シベリア流刑の具体的な記載を読んだのは初めてだった。どんな場所だったのか、どんな人々が収監されていたのか、どんな生活がそこにあったのか、リアリティをもって知ることができた。 何年もそこから出られないことが決まっている人たちとの極限の共同生活。意外に秩序が保たれていて、仲間としての意識も私の想像以上にあったようだ。かえって囚人同士に任せておいたほうがうまくいくこともあるのだ。 たしかに重大な犯罪を犯した者たちばかりだけれど、彼らを人間として扱うことは最低限必要なことだと思った。それを教えてくれたのはシベリアの民衆だった。 監獄で人間をとことん観察し、自らの経験をもとに考え抜いたからこそ書ける内容だったのかなと思う。特に終盤は大切なことがたくさん書いてある。

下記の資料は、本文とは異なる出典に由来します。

Issue #12920, opened 2019-11-11
Edit already published images in Aztec


leandroalonso:
Using Aztec:

1. Add an image to the post
2. Tap the image
3. The Action Sheet should show "Edit"

Using Aztec:

1. Add an image to the post
2. Tap the image
3. Tap "Edit" in the action sheet
4. Crop the image
5. Tap "Done"
6. The image should be replaced

Using Aztec:

1. Add an image to the post
2. Change the image: alignment, link, size, alt text and caption
2. Tap the image
3. Tap "Edit" in the action sheet
4. Crop the image
5. Tap "Done"
6. Check that the image was replaced and alignment, link, size alt text, and caption were maintained

PR #12933, opened 2019-11-12
Edit already published images in Aztec

leandroalonso:
Implements https://github.com/wordpress-mobile/WordPress-iOS/issues/12920

Depends on https://github.com/wordpress-mobile/WordPress-iOS/pull/12924

### Also related

* https://github.com/wordpress-mobile/AztecEditor-iOS/pull/1233
* https://github.com/wordpress-mobile/WordPress-iOS-Shared/pull/225

#### Just cropping

1. Add an image to the post
2. Tap the image
3. Tap "Edit" in the action sheet
4. Crop the image
5. Tap "Done"
6. The image should be replaced

#### Cropping maintaining all the image properties

1. Add an image to the post
2. Change the image: alignment, link, size, alt text, and caption
2. Tap the image
3. Tap "Edit" in the action sheet
4. Crop the image
5. Tap "Done"
6. Check that the image was replaced and alignment, link, size alt text, and caption were maintained

#### Offline

1. Go offline
2. Create a new post with an image or edit an already published image
3. Check that the image is replaced and uploaded when the device is back online

### Design details

Please, ignore the design details right now. We'll have a review and a task dedicated to improving that.

Update release notes:

- [x] If it's feasible, I have added unit tests — unfortunately, `AztecPostViewController` is big and hard to test.


WordPress/Classes/Utility/MediaEditor/MediaEditor.swift
```diff
@@ -0,0 +1,49 @@
...
+
+    public init(cropViewControllerFactory: @escaping (UIImage) -> TOCropViewController = TOCropViewController.init) {
+        self.cropViewControllerFactory = cropViewControllerFactory
+        super.init()
+    }
+
+    public func edit(_ image: UIImage, from viewController: UIViewController? = nil, onFinishEditing: @escaping (UIImage?) -> (), onCancel: (() -> ())? = nil) {
+        self.onFinishEditing = onFinishEditing
+        self.onCancel = onCancel
+        let cropViewController = self.cropViewControllerFactory(image)
```
yaelirub: You can remove the `self` here

WordPress/Classes/Utility/MediaEditor/MediaEditor.swift
```diff
@@ -0,0 +1,49 @@
...
+        self.cropViewController = cropViewController
+    }
+
+    public func dismiss(animated: Bool, completion: (() -> ())? = nil) {
+        cropViewController?.dismiss(animated: animated, completion: completion)
+    }
+
+    private func releaseCallbacks() {
+        onFinishEditing = nil
+        onFinishEditing = nil
```
yaelirub: Did you mean for the second one to be `onCancel = nil`

WordPress/Classes/ViewRelated/Aztec/ViewControllers/AztecPostViewController.swift
```diff
@@ -3407,3 +3420,27 @@ extension AztecPostViewController: PostEditorNavigationBarManagerDelegate {
...
+                  onFinishEditing: { image in
+                                if let image = image {
+                                    self.replace(attachment: imageAttachment, with: image)
+                                    self.mediaEditor.dismiss(animated: true)
+                                }
+        })
+    }
+
+    private func replace(attachment: ImageAttachment, with image: UIImage) {
+        let info = MediaAnalyticsInfo(origin: .editor(.deviceLibrary), selectionMethod: mediaSelectionMethod)
```
yaelirub: Should we pass the MediaSource to the replace function instead of hardcoding to .deviceLibrary here?

WordPress/WordPressTest/MediaEditorTests.swift
```diff
@@ -0,0 +1,129 @@
...
+    }
+
+    func testReturnsTheCroppedImage() {
+        let originalImage = UIImage()
+        let croppedImage = UIImage()
+        var returnedImage: UIImage?
+
+        mediaEditor.edit(originalImage, onFinishEditing: { croppedImage in
+        returnedImage = croppedImage
+
```
yaelirub: Extra line. Did you originally have `cropViewControllerMock.croppedImage = croppedImage` in the onFinishEditing?

WordPress/WordPressTest/MediaEditorTests.swift
```diff
@@ -0,0 +1,129 @@
...
+        expect(self.cropViewControllerMock.didCallDismiss).to(beTrue())
+    }
+
+    func testPresentCropViewControllerFromAGivenUIViewController() {
+        let image = UIImage()
+        let viewControllerMock = UIViewControllerMock()
+
+        mediaEditor.edit(image, from: viewControllerMock, onFinishEditing: { _ in })
+
+        expect(viewControllerMock.didCallPresent).to(beTrue())
```
yaelirub: Is it sufficient or should we test the presented is TOCropViewController?

yaelirub:
Tested by described steps. Works as expected

WordPress/Classes/Utility/MediaEditor/MediaEditor.swift
leandroalonso: Done

WordPress/Classes/Utility/MediaEditor/MediaEditor.swift
leandroalonso: Whoops! Done

WordPress/WordPressTest/MediaEditorTests.swift
leandroalonso: Fixed!

> Did you originally have `cropViewControllerMock.croppedImage = croppedImage` in the onFinishEditing?
It was outside `onFinishEditing`. :)

WordPress/WordPressTest/MediaEditorTests.swift
leandroalonso: Refactored to test this behavior.

WordPress/Classes/ViewRelated/Aztec/ViewControllers/AztecPostViewController.swift
leandroalonso: This is a good question. For some reason, I forgot to update that.

So, since this image is already presented in the post, I can't tell from where it comes. But we know that if it's being inserted again, it came from the Media Editor. I changed to `.editor(.mediaEditor)`. :)

WordPress/WordPressTest/MediaEditor/MediaEditorTests.swift
```diff
@@ -6,71 +6,97 @@ import Nimble
...
         var returnedImage: UIImage?
-        let mediaEditor = MediaEditor.init(cropViewControllerFactory: TOCropViewControllerMock.init)
 
-        mediaEditor.edit(originalImage) { croppedImage in
+        mediaEditor.edit(originalImage, onFinishEditing: { croppedImage in
             returnedImage = croppedImage
-        }
-        (mediaEditor.cropViewController as? TOCropViewControllerMock)?.croppedImage = croppedImage
+        })
+        cropViewControllerMock.croppedImage = croppedImage
```
yaelirub: I don't think I understand this test. Questions:
1. Shouldn't this be `cropViewControllerMock.croppedImage = returnedImage` ?
2. Is it right that the mediaEditor.edit method is guaranteed to be on the main thread and that is why you are assigning value to  cropViewControllerMock.croppedImage outside of the onFinishEditing block?
3. Why are we assigning value to cropViewControllerMock.croppedImage if we are not using it in the test or did you mean to assert something else?

leandroalonso: I guess the syntax used was confusing. I changed it (1209d5755d97445f3e6e54f1a95a4a3fee5321f9), let me know what you think.

What this line is doing is simulating that the user has cropped the image and telling to the mock which image it should return.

読んで良かった。

Posted by ブクログ

2024/08/09

新潮文庫の表紙が暗ぼったくて、また不穏なタイトルと相まって敬遠していましたが、全くの誤解。ドストエフスキーの4年間の投獄経験に基づく本作は、大変面白くて興味深い内容でした。 本作は、ロシア生まれの地主貴族である主人公が、妻殺しの第二種流刑懲役囚として10年間の獄中生活を送り、出...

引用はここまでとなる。